Report each line of the entries that includes "gets" by copying it.

[[ Given records, beginning ]]

PR #1317, opened 2024-04-15
Prefetch frames during handshake

haaawk:
When the client already has a session token we can try to prefetch next_frames during handshake.

For a replica in Sydney and primary in US it cuts the sync time from 400ms to 200ms.

### DIFF
--- a/libsql/src/local/database.rs
+++ b/libsql/src/local/database.rs
@@ -90,6 +90,14 @@ impl Database {
 
         let endpoint = coerce_url_scheme(endpoint);
         let remote = crate::replication::client::Client::new(
+            connector.clone(),
+            endpoint.as_str().try_into().unwrap(),
+            auth_token.clone(),
+            version.as_deref(),
+            http_request_callback.clone(),
+        )
+        .unwrap();
+        let secondary_remote = crate::replication::client::Client::new(
             connector,
             endpoint.as_str().try_into().unwrap(),
             auth_token,
@@ -98,7 +106,7 @@ impl Database {
         )
         .unwrap();
         let path = PathBuf::from(db_path);
-        let client = RemoteClient::new(remote.clone(), &path)
+        let client = RemoteClient::new(remote.clone(), secondary_remote, &path)
             .await
             .map_err(|e| crate::errors::Error::ConnectionFailed(e.to_string()))?;
 
--- a/libsql/src/local/database.rs
+++ b/libsql/src/local/database.rs
@@ -92,20 +92,17 @@ impl Database {
         let endpoint = coerce_url_scheme(endpoint);
         let remote = crate::replication::client::Client::new(
             connector.clone(),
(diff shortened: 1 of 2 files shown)


penberg:
@haaawk Wouldn't extending the protocol to only require one message for this use case be more maintainable? That is, make it possible to only send a `LogOffset` message for sync?

haaawk:
> @haaawk Wouldn't extending the protocol to only require one message for this use case be more maintainable? That is, make it possible to only send a `LogOffset` message for sync?

It would but this way we can give users improvement without forcing them to update their production dbs. We should work on extending the protocol to allow only a single message but in the meantime I have this to give users improvement straight away.

libsql/src/local/database.rs
```diff
@@ -90,6 +90,14 @@ impl Database {
 
         let endpoint = coerce_url_scheme(endpoint);
         let remote = crate::replication::client::Client::new(
+            connector.clone(),
+            endpoint.as_str().try_into().unwrap(),
+            auth_token.clone(),
+            version.as_deref(),
+            http_request_callback.clone(),
+        )
+        .unwrap();
```
LucioFranco, line 99: You will probably need to merge to get these fixes as well for the unwraps https://github.com/tursodatabase/libsql/commit/d24435e564db895dc9578eada7b8bbcabdc88df5

libsql/src/replication/remote_client.rs
```diff
@@ -7,33 +7,38 @@ use libsql_replication::frame::{Frame, FrameHeader, FrameNo};
...
 };
 use tokio_stream::Stream;
 use tonic::metadata::AsciiMetadataValue;
+use tonic::{Response, Status};
 use zerocopy::FromBytes;
 
 /// A remote replicator client, that pulls frames over RPC
 pub struct RemoteClient {
     remote: super::client::Client,
+    secondary_remote: super::client::Client,
```
LucioFranco, line 20: Why does this need a secondary client, why can't we use the other client?

LucioFranco (changes requested):

libsql/src/local/database.rs
haaawk: The change is based on main. It seems that you missed this place. I will add a commit that fixes it.

libsql/src/replication/remote_client.rs
haaawk: because both `self.remote.replication.hello` and `self.remote.replication.batch_log_entries` borrow mut self and rust screems at me when I try to do:
```
let (hello, frames) = tokio::join!(
                self.remote.replication.hello(hello_req),
                self.remote.replication.batch_log_entries(log_offset_req)
            );
```

libsql/src/local/database.rs
haaawk: Added a commit that removes the unwraps

MarinPostma (approved):

PR #1331, opened 2024-04-20
Fix bottomless replication subproject link in libsql-server readme

marcob:
I was reading the doc and thought I'd fix these.


avinassh:
Thank you! @marcob

PR #1336, opened 2024-04-22
server: parallelize namespace shutdown

LucioFranco:


MarinPostma (approved):

haaawk:
I'm wondering if this unbounded concurrency will work for 100k or 1M namespaces?

LucioFranco:
@haaawk should be limited by the amount of threads available on the host and the runtime. If anything most of them will be sleeping waiting for io etc, I think it should be fine.

haaawk:
> @haaawk should be limited by the amount of threads available on the host and the runtime. If anything most of them will be sleeping waiting for io etc, I think it should be fine.

Ok. When you will be testing please make sure you use at least 1k or 10k namespaces and see that it works

PR #1343, opened 2024-04-25
libsql-wal: SealedSegment

MarinPostma:
This PR introduces `SealedSegment`. A sealed segment is a WAL segment that is immutable. It contains its own index and a set of potentially duplicated frames.

note: I removed all terminology referring to `log`, for better clarity. The `log` is now synonymous with `wal`, and it's made of segments of different types.


libsql-wal/src/segment/mod.rs
```diff
@@ -0,0 +1,150 @@
...
+
+pub mod list;
+pub mod sealed;
+
+#[repr(C)]
+#[derive(Debug, zerocopy::AsBytes, zerocopy::FromBytes, zerocopy::FromZeroes, Clone, Copy)]
+pub struct SegmentHeader {
+    start_frame_no: U64,
+    last_commited_frame_no: U64,
+    db_size: U32,
```
haaawk, line 19: Why is db_size only 32-bit number? Isn't 2GB too small?

libsql-wal/src/segment/mod.rs
```diff
@@ -0,0 +1,150 @@
...
+            .checked_sub(self.start_frame_no.get() - 1)
+            .unwrap_or(0) as usize
+    }
+
+    pub fn last_committed(&self) -> u64 {
+        // either the current segment is empty, and the start frame_no is the last frame_no commited on
+        // the previous segment (start_frame_no - 1), or it's the last committed frame_no from this
+        // segment.
+        if self.is_empty() {
+            self.start_frame_no.get() - 1
```
haaawk, line 77: Can self.start_frame_no be 0?

libsql-wal/src/segment/mod.rs
MarinPostma: Db size in SQLite terminology is in pages

LucioFranco (approved):

libsql-wal/src/segment/mod.rs
```diff
@@ -0,0 +1,160 @@
+//! Libsql-wal is organized as a linked list of segments. Frames are appended to the head segments,
```
avinassh:
```suggestion
//! Libsql-wal is organized as a linked list of segments. Frames are appended to the head segment,
```

libsql-wal/src/segment/mod.rs
```diff
@@ -0,0 +1,160 @@
...
+//! and eventually, the head segment is swapped for a new empty one. The previous head segment is
+//! sealed and becomes immutable. The head segment is represented by the `CurrentSegment` type, and
+//! the sealed segments by the `SealedSegment` type.
+//!
+//! When a reader starts a transaction, it record the head segment current frame_no. This is the
```
avinassh:
```suggestion
//! When a reader starts a transaction, it records the head segment current frame_no. This is the
```

avinassh (approved):

libsql-wal/src/segment/sealed.rs
```diff
@@ -0,0 +1,156 @@
...
+    pub fn read_frame_offset(&self, offset: u32, frame: &mut Frame) -> Result<()> {
+        let offset = frame_offset(offset);
+        self.file.read_exact_at(frame.as_bytes_mut(), offset as _)?;
+        Ok(())
+    }
+
+    pub fn read_page(&self, page_no: u32, max_frame_no: u64, buf: &mut [u8]) -> Result<bool> {
+        if self.header().last_commited_frame_no.get() > max_frame_no {
+            return Ok(false);
+        }
```
avinassh, line 130: you should check if `self.header().start_frame_no > max_frame_no` no?

avinassh (approved):

libsql-wal/src/segment/list.rs
```diff
@@ -0,0 +1,173 @@
...
+    segment: SealedSegment<F>,
+    next: ArcSwapOption<SegmentLink<F>>,
+}
+
+pub struct SegmentList<F> {
+    head: ArcSwapOption<SegmentLink<F>>,
+    len: AtomicUsize,
+    /// Whether the segment list is already being checkpointed
+    checkpointing: AtomicBool,
+}
```
avinassh, line 24: may be its just me, but I find `SegmentLink` and `SegmentList` confusing. I would probably call `SegmentLink` as `SegmentNode` may be, cos most linked list implementations use the term `node`

haaawk (approved):

libsql-wal/src/segment/list.rs
```diff
@@ -0,0 +1,173 @@
...
+
+impl<F> SegmentList<F> {
+    /// Prepend the list with the passed sealed segment
+    pub fn push_log(&self, segment: SealedSegment<F>) {
+        let segment = Arc::new(SegmentLink {
+            segment,
+            next: self.head.load().clone().into(),
+        });
+
+        self.head.swap(Some(segment));
```
avinassh, line 44: these two lines are not atomic, that is okay? i was expecting to see operation similar to CAS

avinassh (approved):

libsql-wal/src/segment/list.rs
MarinPostma: if that can unconfuse you, np

libsql-wal/src/segment/list.rs
MarinPostma: I don't understand your concern. What do you expect and why?

avinassh: Is following possible:

1. t1: Call to `push_log`, the first line gets executed `let segment = Arc::new...`. This `segment` points to the old head `h1`
2. t2: (Another thread), same call to `push_log`, this thread runs both the instructions, now the head points to the new head
3. t3: the first thread gets resumed, inserts the old `segment` object

(my rust is weak, so I was wondering if this can happen)

PR #1356, opened 2024-04-29
server: return 429 when dbcreatetimeout is hit

LucioFranco:


avinassh (approved):

athoscouto:
@LucioFranco we should probably use 408 instead

PR #1359, opened 2024-04-30
server: add config update txn_timeout

LucioFranco:


haaawk (approved):
Probably will only affect new connections but it's better than what we have now.

PR #1364, opened 2024-05-01
implement wal interface

MarinPostma:
implement the sqlite Wal interface using the `SharedWal`

### DIFF
--- a/libsql-wal/src/wal.rs
+++ b/libsql-wal/src/wal.rs
@@ -1,0 +1,303 @@
+use std::ffi::OsStr;
+use std::os::unix::prelude::OsStrExt;
+use std::sync::atomic::AtomicU64;
+use std::sync::Arc;
+
+use libsql_sys::wal::{Wal, WalManager};
+
+use crate::fs::FileSystem;
+use crate::registry::WalRegistry;
+use crate::shared_wal::SharedWal;
+use crate::transaction::Transaction;
+
+#[derive(Clone)]
+pub struct LibsqlWalManager<FS: FileSystem> {
+    pub registry: Arc<WalRegistry<FS>>,
+    pub next_conn_id: Arc<AtomicU64>,
+}
+
+pub struct LibsqlWal<FS: FileSystem> {
+    last_read_frame_no: Option<u64>,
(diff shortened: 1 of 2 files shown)


libsql-wal/src/wal.rs
```diff
@@ -0,0 +1,303 @@
...
+
+        tracing::debug!(invalidate_cache, "read started");
+        Ok(invalidate_cache)
+    }
+
+    #[tracing::instrument(skip_all, fields(id = self.conn_id))]
+    fn end_read_txn(&mut self) {
+        match self.tx.take() {
+            Some(Transaction::Read(tx)) => tx,
+            Some(Transaction::Write(tx)) => tx.downgrade(),
```
avinassh, line 115: in which situation a write transaction can call `end_read_txn`?

libsql-wal/src/wal.rs
```diff
@@ -0,0 +1,303 @@
...
+    #[tracing::instrument(skip_all, fields(id = self.conn_id))]
+    fn undo<U: libsql_sys::wal::UndoHandler>(
+        &mut self,
+        handler: Option<&mut U>,
+    ) -> libsql_sys::wal::Result<()> {
+        match self.tx {
+            Some(Transaction::Write(ref mut tx)) => {
+                if tx.is_commited() {
+                    return Ok(());
+                }
```
avinassh, line 196: shouldn't this return an error since you are calling undo on a committed transaction

avinassh (approved):

libsql-wal/src/wal.rs
MarinPostma: Usually, SQLite will end the write and then end the read, but in OG SQLite WAL implementation, ending a read transaction also ends the write

libsql-wal/src/wal.rs
MarinPostma: That's what I initially thought, but SQLite can call undo after a commit, and that's noop. I found that with fault injection.

libsql-wal/src/wal.rs
MarinPostma: Although ending a write txn does not end a read txn

PR #1365, opened 2024-05-01
server: flag to destroy metastore on restore err

LucioFranco:
This adds a new flag that when set to true will destroy the metastore and start with a fresh db file when restore runs into issues. This is a temp fix to for larger metastore restore issues that include disk malformed issues that we have seen.

### DIFF
--- a/libsql-server/src/namespace/meta_store.rs
+++ b/libsql-server/src/namespace/meta_store.rs
@@ -291,6 +291,7 @@ impl MetaStoreInner {
 
                 Err(e) => {
                     tracing::error!("meta store restore failed: {}", e);
+
                     return Err(Error::from(e));
                 }
             }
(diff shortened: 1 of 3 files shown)


athoscouto (approved):

haaawk:
Why is this not merged @LucioFranco ?

haaawk:
I took the liberty to resolve conflicts and push the updated change. @LucioFranco please have a look if I didn't make any mistakes and let's get this merged if we still want this

haaawk:
@athoscouto Lucio told me that this was done on your request. Do we still want/need this?

libsql-server/src/namespace/meta_store.rs
```diff
@@ -399,7 +400,58 @@ impl MetaStore {
...
+
+        let destroy_on_error = config.destroy_on_error;
+
+        let inner = match MetaStoreInner::new(base_path, conn, wal_manager, config.clone()).await {
+            Ok(inner) => inner,
+            Err(e) => {
+                if destroy_on_error {
+                    let db_path = base_path.join("metastore");
+
+                    tracing::info!(
```
athoscouto, line 412: We should probably have a warning-level log telling us this operation will happen or is done, so we can detect it easily.

athoscouto (commented):
We want this to be able to prevent a crash loop when metastore fails to restore from S3
If we don't have this, then when restore fails sqld will keep on restarting and we have to change images to fix it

[[ Given records, end ]]

● Written answer:
1. t1: Call to `push_log`, the first line gets executed `let segment = Arc::new...`. This `segment` points to the old head `h1`
3. t3: the first thread gets resumed, inserts the old `segment` object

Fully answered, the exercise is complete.